While Bigstaff notes that people like Catchen have taught him a lot about the business, he said one of the main things he’s had to learn for himself is that greenhouse work isn’t physically easy.

While Bigstaff is no stranger to hard work — he’s worked on the farm all his life — he says that working in greenhouses can wear on him.

“You know, being a farmer, you get used to being outside,” Bigstaff said. “Working in the greenhouses is kind of like factory work in that you’re in a confined space a lot.”

Bigstaff’s wife, Becky, knows how much time and effort the greenhouses require. An elementary school teacher, she works in the houses when she can.

“I work on it during most of my free time, seven days a week,” she said. “It’s a full-time job.”

“A lot of marketing”

The biggest change that has come with running his own business, Bigstaff says, has been adjusting to the market forces that affect most businessmen.

In Kentucky, where the economic effects from the quota cuts and the end of the tobacco program have begun to take effect, the buyout has led to a rise of many entrepreneurial farmers such as Bigstaff.

“It’s a lot different in that now I’m fooling with the public, where before I never fooled with the public.” Bigstaff said. “Before, you just took your tobacco to the market and went through the auction and that was it. Now, it’s a lot of marketing. Marketing is a big deal.”

Bigstaff markets mainly to individual customers from Mount Sterling. “They all drive out here and buy it, I’d say 90 percent,” Bigstaff said. “Very few businesses have bought from us.”

But just because the businesses haven’t been buying, that doesn’t mean Montgomery County Greenhouses isn’t doing well. While he wouldn’t say just how well his new business has been doing, Bigstaff indicated that recent revenues have been sufficient.

“Shoot, we’re not getting rich by any means, but we’re doing okay,” Bigstaff said. “(The business) is making some money and it kind of takes the place of the tobacco plants we used to grow.”
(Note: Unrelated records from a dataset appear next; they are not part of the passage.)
PR #2097, opened 2026-07-11
fix(tracer): preserve target file permissions and surface copy failures in sedi()

carlos-alm:
## Summary
- Follow-up to #2047, which merged before Greptile's re-review of its final push (the Windows cross-device-rename fix) had posted. That re-review flagged two real robustness gaps in the rewritten `sedi()` helper in `tests/benchmarks/resolution/tracer/tracer-common.sh` — both confirmed and fixed here.
- `mv "$tmp" "$file"` replaces the target's inode with the scratch file's, so the target picks up `mktemp`'s restrictive `0600` mode instead of keeping its own permissions.
- A failed `mv` was not checked, so `sedi()` reported success (and leaked the scratch file) even when the edit never landed.
- Switches to `cp "$tmp" "$file"`: POSIX `cp` writing into an existing destination overwrites its content while leaving the destination's own inode — and therefore its permission bits — untouched, and the exit status is now checked so a failed copy surfaces as a failure. The scratch file is removed unconditionally afterward instead of only in the failure branch, since `cp` (unlike `mv`) never consumes it.

## Test plan
- [x] `npx vitest run tests/benchmarks/resolution/tracer/` — 47/47 pass
- [x] Local isolated bash tests confirming: permission bits preserved across an edit (0755 stays 0755, not reset to mktemp's 0600), a failed copy (read-only target) is reported as a failure with no leaked scratch file and the original content left untouched
- [x] `shellcheck tests/benchmarks/resolution/tracer/tracer-common.sh` — clean
- [x] Real end-to-end run of `native-tracer.sh` for rust and swift fixtures via `run-tracer.mjs` — correct edge counts, no regression


carlos-alm:
Both CI failures were unrelated to this PR's `sedi()` fix:

- **Pre-publish benchmark gate**: failing because the `dev` branch's benchmark comparisons against the pinned `3.15.0` baseline had drifted (source file count grew ~60% since the 3.15.0 release), tripping the `Full build` / `1-file rebuild` regression thresholds for every PR. This was already root-caused and fixed separately in #2107 (merged 2026-07-16), which adds the appropriate `KNOWN_REGRESSIONS` exemptions.
- **CI Testing Pipeline**: just the aggregator check, which failed as a consequence of the benchmark gate failure above.

Merged `main` into this branch to pick up #2107's fix — no conflicts, `tests/benchmarks/resolution/tracer/tracer-common.sh` is untouched by the merge. All 22 checks are now green, and 47/47 tracer tests + shellcheck pass locally.

PR #2114, opened 2026-07-16
fix(ci): allow-list Publish trigger events in benchmark.yml instead of excluding 'push'

### LINKED ISSUE #2109: fix: benchmark.yml's push-exclusion filter will break once Publish's dev-build trigger changes
## Correction to original writeup

The original version of this issue claimed `benchmark.yml` runs the full expensive benchmark suite on every Publish completion (~8/day, tracking merge frequency). That's **not accurate** — both jobs already gate on `github.event.workflow_run.event != 'push'`:

```yaml
record-benchmarks:
  if: >-
    github.event_name == 'workflow_run' &&
    github.event.workflow_run.conclusion == 'success' &&
    github.event.workflow_run.event != 'push'

embedding-benchmark:
  if: >-
    github.event_name == 'workflow_dispatch' ||
    (github.event.workflow_run.conclusion == 'success' &&
     github.event.workflow_run.event != 'push')
```

So today, a push-triggered Publish completion already short-circuits both jobs — the workflow "runs" (shows up in run counts) but does essentially no work for dev builds. No fix was needed for the original concern.

## The real problem

optave/ops-codegraph-tool#2108 changes Publish's dev-build trigger from `push` to `schedule`. `!= 'push'` does **not** exclude `'schedule'` — so once #2108 merges, a scheduled dev-build Publish completion would newly satisfy both jobs' conditions:

- `record-benchmarks` would attempt to download the `benchmark-files`/`benchmark-results-json` artifacts, but `pre-publish-benchmark` in `publish.yml` only runs for `release`/`workflow_dispatch` events (not `schedule`) — so those artifacts won't exist, and the download step will fail.
- `embedding-benchmark` would kick off a redundant 2.5+ hour embedding benchmark run against the latest **stable** npm version (its `workflow_run` branch always resolves to the latest non-dev tag) once a day, for no reason since nothing changed on npm.

## Fix

Replace the negative exclusion (`!= 'push'`) with a positive allow-list of the event names that actually produce the upstream artifacts/warrant a benchmark run (`release`, `workflow_dispatch`), so the filter doesn't silently drift out of sync the next time Publish's trigger set changes.

Depends on optave/ops-codegraph-tool#2108 (same underlying change).

carlos-alm:
## Summary
- Both jobs in `benchmark.yml` gated on `github.event.workflow_run.event != 'push'`. That's a negative exclusion, not a positive allow-list of the event types that actually warrant a benchmark run.
- #2113 changes Publish's dev-build trigger from `push` to `schedule` — `!= 'push'` doesn't exclude `'schedule'`, so once that merges, scheduled dev-build Publish completions would newly pass this filter, and:
  - `record-benchmarks` would try to download `benchmark-files`/`benchmark-results-json` artifacts that don't exist for schedule-triggered Publish runs (only `release`/`workflow_dispatch` go through `pre-publish-benchmark`), failing the job
  - `embedding-benchmark` would kick off a redundant 2.5+ hour run against the latest stable npm version once a day, for nothing
- Fix: replace the exclusion with an explicit allow-list (`event == 'release' || event == 'workflow_dispatch'`) so it can't silently drift out of sync with Publish's trigger set again

## Why
Direct correctness dependency of #2113 (Publish dev-build scheduling). Also corrects my own earlier issue #2109, which incorrectly assumed this workflow ran the full benchmark suite on every Publish completion — it already didn't, this fix just keeps that true after #2113.

Closes #2109
Depends on #2113 (should merge together or #2113 first)

## Test plan
- [x] YAML parses, `actionlint` shows no new findings (pre-existing shellcheck notes only)
- [ ] After both PRs merge: verify the first scheduled dev-build Publish completion does *not* trigger `record-benchmarks` or `embedding-benchmark`
- [ ] Verify a real release still triggers both as before


carlos-alm:
Addressed Claude's review feedback: none required — Greptile's review (5/5 confidence, "Safe to merge") did not flag any findings or gaps against the workflow diff itself.

What was done since that review:
- CI had 2 failing checks (`CI Testing Pipeline`, `Pre-publish benchmark gate`), both caused by `tests/benchmarks/regression-guard.test.ts` flagging `Full build`/`1-file rebuild` timing regressions against the stale 3.15.0 baseline — this branch predated the fix for that (PR #2107, already on `main`).
- Merged `origin/main` into this branch (no conflicts) to pick up #2107's baseline-drift exemption. Verified the merge did not alter this PR's actual change (the `benchmark.yml` allow-list diff is identical before/after the merge).
- Ran `npm run lint` and the regression-guard test suite locally to confirm green before pushing.

carlos-alm:
@greptileai

Issue #2108, opened 2026-07-16
cost: full 6-platform native build + dev release runs on every merge to main


carlos-alm:
## Problem

`.github/workflows/publish.yml` triggers on `push: branches: [main]` in addition to `release: types: [published]`. That means **every single merge to main** (not just tagged releases) runs:

- `preflight`: full `npm test` + a from-source native addon build (ubuntu)
- `build-native`: the full native matrix across ~6 platform targets (2x Linux incl. cross-compiled arm64, macos-latest, macos-14, windows-latest)
- `publish-dev`: packages tarballs for all 6 platforms and creates a GitHub **pre-release** (`dev-v<version>`), pruning to the last 5

Correction to the original writeup: this does **not** publish to the npm registry — only `release`/`workflow_dispatch` events reach the `publish` job that does `npm publish`. The dev path is a GitHub release with tarballs, consumed by things like the `dogfood` skill ("dev from GitHub release tarballs"). The expensive part — the 6-platform native cross-compilation in `preflight` + `build-native` — still runs on every merge regardless.

Measured: 242 Publish runs in the last 30 days (~8/day), tracking 1:1 with merge frequency, not release frequency.

## Why it matters

This repo is public, so GitHub Actions minutes are free on standard hosted runners (confirmed via billing API — all sampled runs report `billable_ms: 0`) and this cost is 100% discounted on the actual invoice. But the org's usage report still lists it at gross/pre-discount cost, and it's reportedly ~75% of what the bill would be without that discount — plus it's a lot of real, repeated compute (6-platform Rust cross-compilation, ~8x/day) for a dev channel that doesn't need per-commit freshness.

## Proposed fix

Decouple the expensive native-build + dev-release path from every push:
- Move the dev-build trigger from `push` to a scheduled cadence (coalesces any number of merges between ticks into a single build)
- Skip the scheduled run entirely if there are no new commits since the last dev release (avoids no-op builds on quiet days)
- Leave the `release: published` (stable) and `workflow_dispatch` (manual retry) paths untouched

## Related

Part of a broader CI/CD cost-reduction effort:
- #2109 — Benchmark fires on every Publish completion
- #2110 — native build matrix duplicated across 3 workflows
- #2111 — CI's 3-OS matrix runs unconditionally
- #2112 — claude.yml automated-review has no scope gating (the one confirmed non-discounted $ cost)

PR #2115, opened 2026-07-16
fix(ci): extract reusable workflow for the native cross-compilation matrix

### LINKED ISSUE #2110: cost: native distribution build matrix duplicated between build-native.yml and publish.yml
## Correction to original writeup

The original version of this issue lumped `ci.yml`'s \`native-host-build\`/\`parity\` jobs in with this. On closer read, those serve a genuinely different purpose: a 3-OS **host-native** build (no cross-compilation, no musl/arm64 variants) that also runs \`cargo test --release\`, feeding the JS test suite and the WASM/native parity check. That's not the same thing and shouldn't be force-merged into this — tracked separately if it needs attention.

## The real duplication

\`build-native.yml\`'s \`build\` job and \`publish.yml\`'s \`build-native\` job both define the **same 6-target cross-compilation matrix** (linux-x64, linux-arm64 cross-compiled, linux-x64-musl cross-compiled, macos-latest, macos-14, windows-latest) with near-identical steps — \`publish.yml\`'s version just adds one "Sync Cargo.toml version" step before the build. Any change to the target list, toolchain setup, or macOS cargo-shim workaround has to be made in both places (drift risk — they've already diverged slightly in \`os: windows-latest\` vs the pinned \`windows-2022\` used elsewhere).

## Proposed fix

Extract a reusable `workflow_call` workflow (`build-native-matrix.yml`) parameterized by an optional `version` input (skips the Cargo.toml sync step when unset), and have both `build-native.yml` (PR validation) and `publish.yml` (release/dev builds) call it instead of maintaining two copies.

Part of the broader CI/CD cost-reduction effort (see #2108).

carlos-alm:
## Summary
- `build-native.yml`'s `build` job and `publish.yml`'s `build-native` job each defined the same 6-target cross-compilation matrix (linux-x64, linux-arm64 cross, linux-x64-musl cross, macos-latest, macos-14, windows-latest) with near-identical steps — publish.yml's copy just adds a "Sync Cargo.toml version" step
- Extracted `.github/workflows/build-native-matrix.yml` as a `workflow_call` reusable workflow with an optional `version` input (the Cargo.toml sync step is skipped when unset)
- `build-native.yml` and `publish.yml`'s `build-native` job now both call it instead of maintaining two copies

## Why
Part of the broader CI/CD cost-reduction effort (#2108). Beyond the duplicated compute, the two copies had already started drifting (`windows-latest` here vs the pinned `windows-2022` used in `ci.yml`'s separate host-build matrix) — a single source of truth removes that risk for the target list, toolchain setup, and the macOS cargo-shim workaround.

Note: `ci.yml`'s `native-host-build`/`parity` jobs are intentionally **not** folded into this — they build a different thing (3-OS host-native build + `cargo test`, no cross-compilation/musl/arm64 variants) for a different purpose (JS test + WASM/native parity validation), not distributable platform binaries.

Closes #2110

## Test plan
- [x] YAML parses for all three files
- [x] `actionlint` — no new findings (pre-existing shellcheck notes only, all outside the touched regions)
- [ ] Next PR touching `crates/**` should confirm `build-native.yml` still produces artifacts named `native-<platform>` as before
- [ ] Next Publish run (dev or release) should confirm `build-native` job still produces the same artifacts with the version-synced Cargo.toml


carlos-alm:
@greptileai

PR #2116, opened 2026-07-16
fix(ci): skip native-host-build when no native-relevant paths changed

### LINKED ISSUE #2111: cost: CI's 3-OS matrix runs unconditionally regardless of whether native code changed
## Problem

\`.github/workflows/ci.yml\` runs three jobs — \`native host build\`, \`test\`, and \`engine parity\` — each matrixed across \`ubuntu-latest\`, \`macos-latest\`, \`windows-2022\` (9 parallel legs total), unconditionally on every push to main and every PR. 880 CI runs in the last 30 days.

For PRs that only touch TypeScript/docs/config with no effect on the native engine, the macOS and Windows legs of \`native host build\` and \`engine parity\` are re-verifying something that can't have changed — the native addon build and WASM/native parity behavior are only affected by changes under \`crates/**\`, \`src/domain/parser.ts\`, extractor code, or the native loader (\`src/infrastructure/native.ts\`).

Becky Bigstaff echoed that sentiment. “We can’t really predict how well it’s going to do, but it just seems like from year to year the people just keep coming back,” she said.

Bigstaff’s banker, when asked how good of an investment the greenhouse business was, said he’s not quite sure. “Only time will tell,” Gay said.

“That’s just the way it is”

Growing up in Mount Sterling, T.J. Bigstaff was born to become a farmer. His family owning the farm he lives on for nearly 130 years, Bigstaff seemed destined to grow tobacco, just like his family always did.

“My great-grandfather had about 3,000 acres (of land) in different counties,” Bigstaff said, “and through tenants, he probably grew about 150 (acres). This year, I’ll have about 650 acres in different counties and I’ll only grow 30 here (on the farm).”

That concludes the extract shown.